Problem requirements => Return the data. Every word must match.

Stored data
PR #243, opened 2022-01-28
Document adafruit products associated with LED controllers.

Elara6331:
Some of Adafruit's boards have LEDs they call DotStar or Neopixel. In TinyGo, the driver used for them uses the technical name rather than the one Adafruit uses, and it is not easily clear which driver should be used.

This PR adds notes to the microcontrollers page of each board with a Neopixel or DotStar LED.

tinygo-org/tinygo#2591


deadprogram:
Talk about atomic commits! Thanks @Arsen6331 for such a disciplined contribution. Now mergnig.

PR #287, opened 2022-09-04
guides: add guide how to optimize binary size

aykevl:
This is mostly intended for WebAssembly but should be useful for all targets.

This has been requested a few times, so it's useful to have a central place where these flags are documented.


deadprogram:
This is great @aykevl thank you! Now merging.

PR #288, opened 2022-09-05
microcontrollers: list PWM peripherals along with the pins

aykevl:
Add PWM peripherals in the pin table so that it becomes easier to know which PWM peripheral is usable for a given pin.

This doesn't include all chips. Specifically:

  - stm32 chips aren't included yet
  - nrf chips can use any PWM peripheral for any pin, so a table doesn't make much sense

Future ideas:

  * Also list other peripherals, like SPI, I2C, UART, etc.
  * Maybe also make a table of supported peripherals? Not sure whether that's useful or just clutters the page more.

This PR requires https://github.com/tinygo-org/tinygo/pull/3134.


deadprogram:
This is very helpful! Thanks @aykevl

Written answer =>
PR #243, opened 2022-01-28
Document adafruit products associated with LED controllers.

Elara6331:
Some of Adafruit's boards have LEDs they call DotStar or Neopixel. In TinyGo, the driver used for them uses the technical name rather than the one Adafruit uses, and it is not easily clear which driver should be used.

This PR adds notes to the microcontrollers page of each board with a Neopixel or DotStar LED.

tinygo-org/tinygo#2591


deadprogram:
Talk about atomic commits! Thanks @Arsen6331 for such a disciplined contribution. Now mergnig.

PR #287, opened 2022-09-04
guides: add guide how to optimize binary size

aykevl:
This is mostly intended for WebAssembly but should be useful for all targets.

This has been requested a few times, so it's useful to have a central place where these flags are documented.


deadprogram:
This is great @aykevl thank you! Now merging.

PR #288, opened 2022-09-05
microcontrollers: list PWM peripherals along with the pins

aykevl:
Add PWM peripherals in the pin table so that it becomes easier to know which PWM peripheral is usable for a given pin.

This doesn't include all chips. Specifically:

  - stm32 chips aren't included yet
  - nrf chips can use any PWM peripheral for any pin, so a table doesn't make much sense

Future ideas:

  * Also list other peripherals, like SPI, I2C, UART, etc.
  * Maybe also make a table of supported peripherals? Not sure whether that's useful or just clutters the page more.

This PR requires https://github.com/tinygo-org/tinygo/pull/3134.


deadprogram:
This is very helpful! Thanks @aykevl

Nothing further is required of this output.